*** Opening PROVIDED ENTRIES ***

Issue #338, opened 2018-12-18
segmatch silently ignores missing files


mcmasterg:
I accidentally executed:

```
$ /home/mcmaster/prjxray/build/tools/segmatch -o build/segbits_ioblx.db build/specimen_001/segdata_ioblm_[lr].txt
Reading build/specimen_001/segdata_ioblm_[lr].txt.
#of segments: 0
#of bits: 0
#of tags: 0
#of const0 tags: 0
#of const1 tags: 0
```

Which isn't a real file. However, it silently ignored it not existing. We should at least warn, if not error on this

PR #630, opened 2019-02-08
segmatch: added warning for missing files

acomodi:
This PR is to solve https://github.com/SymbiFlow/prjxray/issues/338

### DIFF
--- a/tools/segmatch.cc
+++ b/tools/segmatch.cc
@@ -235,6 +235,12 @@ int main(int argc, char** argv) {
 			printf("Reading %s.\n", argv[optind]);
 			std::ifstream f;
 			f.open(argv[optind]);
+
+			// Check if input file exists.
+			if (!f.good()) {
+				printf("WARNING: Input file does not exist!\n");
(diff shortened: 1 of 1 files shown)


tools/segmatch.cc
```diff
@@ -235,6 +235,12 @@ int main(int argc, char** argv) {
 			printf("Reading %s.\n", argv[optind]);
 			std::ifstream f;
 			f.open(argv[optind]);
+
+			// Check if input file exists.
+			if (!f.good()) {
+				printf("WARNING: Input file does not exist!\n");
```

*** Closing PROVIDED ENTRIES ***

• DIRECTIONS: Identify the lines of the entries containing the string "silently". Copy each such line.

• FINAL ANSWER:
segmatch silently ignores missing files
Which isn't a real file. However, it silently ignored it not existing. We should at least warn, if not error on this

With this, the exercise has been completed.